Today, it is interesting to see how recent advances in portal technologies have closed the gaps between the mixed-bag of clinical systems, without insisting that everyone has the same one. But back in 2002, in my mind, that is where the first wheel came off.

The big wheels come off

The second wheel came off when existing – and successful – IT suppliers were effectively disenfranchised. The computer suppliers who had delivered working clinical systems to the NHS for years were suddenly left out in the cold because they were not part of the nationally negotiated central contracts.

As it happens, and despite the contrary claims that were made at the time, these national contracts were subsequently let to suppliers who did not actually have the EPR systems that were needed. Or if they did, they were not “fit for purpose.”

Still, we had two wheels left. More of a motor bike than the four-wheeled drive super-car we were expecting. But let us not be completely negative about the programme. It did begin to address a number of contentious issues, like confidentiality, and technical interoperability, and these were desperately needed.

The objective of being able to book appointments on-line was a justifiable one – even if, sadly, the technology caused numerous implementation issues. The programme also began to address the need for some common look-and-feel, to get standardisation across the multi faceted NHS, through the Common User Interface standards led by Microsoft.

Back to tendering

So, the fact that there was a national programme for IT in the NHS was a good thing. The existing procurement process was both time-consuming and expensive. Something had to change.

The suppliers didn’t have the capacity to entertain this model indefinitely: each procurement cost the supplier a considerable amount of real money which had to be recouped eventually by winning a contract. The more the suppliers entered this procurement model, the more they had to recoup eventually. This was not sustainable.

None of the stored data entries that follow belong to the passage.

PR #1207, opened 2019-07-03
Add PySpark unit testing

henryre:
On the way to adding integration/complex testing, I found a good way to add PySpark tests. We don't want to run them with everything else all the time because we need Java and the PySpark install is huge. We do however want to run them in Travis.

You can also see that I'm marking things with `pytest.mark.complex`. In a future diff, we'll add integration/complex system testing support by just running `pytest.mark.complex` on master.

It's important to note that single node Spark tests won't catch everything. But it's the best we can do with current CI setup.

* Add PySpark unit tests, decorated with `pytest.mark.spark`
* Separate Spark tests from other tests in pytest invocation in tox.ini
* Update Travis to install JDK8 so that we can run Spark tests
* Add documentation on PySpark testing

### DIFF
--- a/CONTRIBUTING.md
+++ b/CONTRIBUTING.md
@@ -85,6 +85,17 @@ Note that we use PEP 484 type hints, so parameter types should be removed from t
 }
 ```
 
+### PySpark tests
+PySpark tests are invoked separately from the rest since they require
+installing Java and the large PySpark package.
+They are executed on Travis, but not by default for a local `tox` command.
+If you're making changes to Spark-based operators, make sure you have
+Java 8 installed locally and then run `tox -e spark`.
+If you add a test that imports PySpark mark it with the 
+`@pytest.mark.spark` decorator.
+Add the `@pytest.mark.complex` decorator as well if it runs a Spark
+action (e.g. `.collect()`).
+
 
 ## PRs
 
--- a/requirements.txt
+++ b/requirements.txt
@@ -28,7 +28,7 @@ networkx>=2.2
 
 # Notebook usage (may be ported to tutorials repo)
 jupyter>=1.0.0
-matplotlib>=3.0.1
+matplotlib==3.0.1
 
 # NLP applications
 spacy>=2.1.3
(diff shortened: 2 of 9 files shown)


CONTRIBUTING.md
```diff
@@ -85,6 +85,17 @@ Note that we use PEP 484 type hints, so parameter types should be removed from t
 }
 ```
 
+### PySpark tests
+PySpark tests are invoked separately from the rest since they require
+installing Java and the large PySpark package.
+They are executed on Travis, but not by default for a local `tox` command.
```
paroma: repeating discussion we had earlier, TBD a way to not install packages every time a PR is created/updates are pushed to Travis

requirements.txt
```diff
@@ -40,10 +40,9 @@ tensorboardX>=1.6
 # Scale-up/out
 dask[complete]>=1.2.1
 
-# Note: you may want to remove PySpark from the 
-# required installs. Installing a new version may
-# overwrite your existing system install.
-pyspark>=2.4.3
+# Note: we don't include PySpark in the required installs.
+# Installing a new version may overwrite your existing system install.
+# pyspark>=2.4.3
```
paroma: we don't want  == some version that works for the tests?

CONTRIBUTING.md
henryre: You mean the `tox` setup steps on Travis are taking too long?

requirements.txt
henryre: yeah I could make a requirements-spark.txt file to pin it just for tests

CONTRIBUTING.md
henryre: yeah...seems like caching pip (which we already do) is the best we can do. i can keep digging.

paroma:
In general, the `lf_applier` and `map` tests are repeated per data type within the applier file and then again with Spark, is there a way to get around this somehow?

henryre:
@paroma good point. kind of trading off readability for maintainability (maybe) here. as in, programmatically generated test cases are more difficult to reason with manually. any ideas coming to mind for a clean up?

CONTRIBUTING.md
henryre: Opened a task in Asana, pushing on this now.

But now, 14 years after IfH, we are not a lot further on. In fact, it’s worse than that. We are now seeing an increasing number of EPR procurements with all that expense for both the trusts and the suppliers.

Meanwhile, the clinicians we need to engage with to make this successful have become increasingly cynical about the use of IT, and the responsibility for this lies squarely with NPfIT. What doctors and nurses and allied health professionals were promised in the past was not delivered. Why should they believe us this time around?

They were told they would have a ‘state of the art’ four wheeled drive mega car and they ended up with a Lambretta.

The budget expectations of trusts have been punctured. Today, any trust that embarks on a new EPR procurement has a very difficult battle to justify the increase in spending they will need to deliver even part of their clinical vision. So expectations are scaled back.

Not even close to clinical engagement

In 2002, when the national programme started, we thought that in ten years every acute hospital would be have electronic ordering for tests, would have immediate access to patient results, would have implemented electronic prescribing, and would have introduced electronic care pathways to help roll out best practice care.

A decade later, less than half of all trusts have electronic orders and results, a mere handful are experimenting with e-prescribing, and care pathways remain an elusive dream. There are dozens of trusts in England for whom IT still means the patient administration system they installed in the 1990s, and for whom the future vision of technology is simply to upgrade this to a newer version.

For me that is the greatest failure of the national programme. It didn’t just fail to deliver. It took away the hope and tarnished that original vision of clinicians being supported by clinical IT.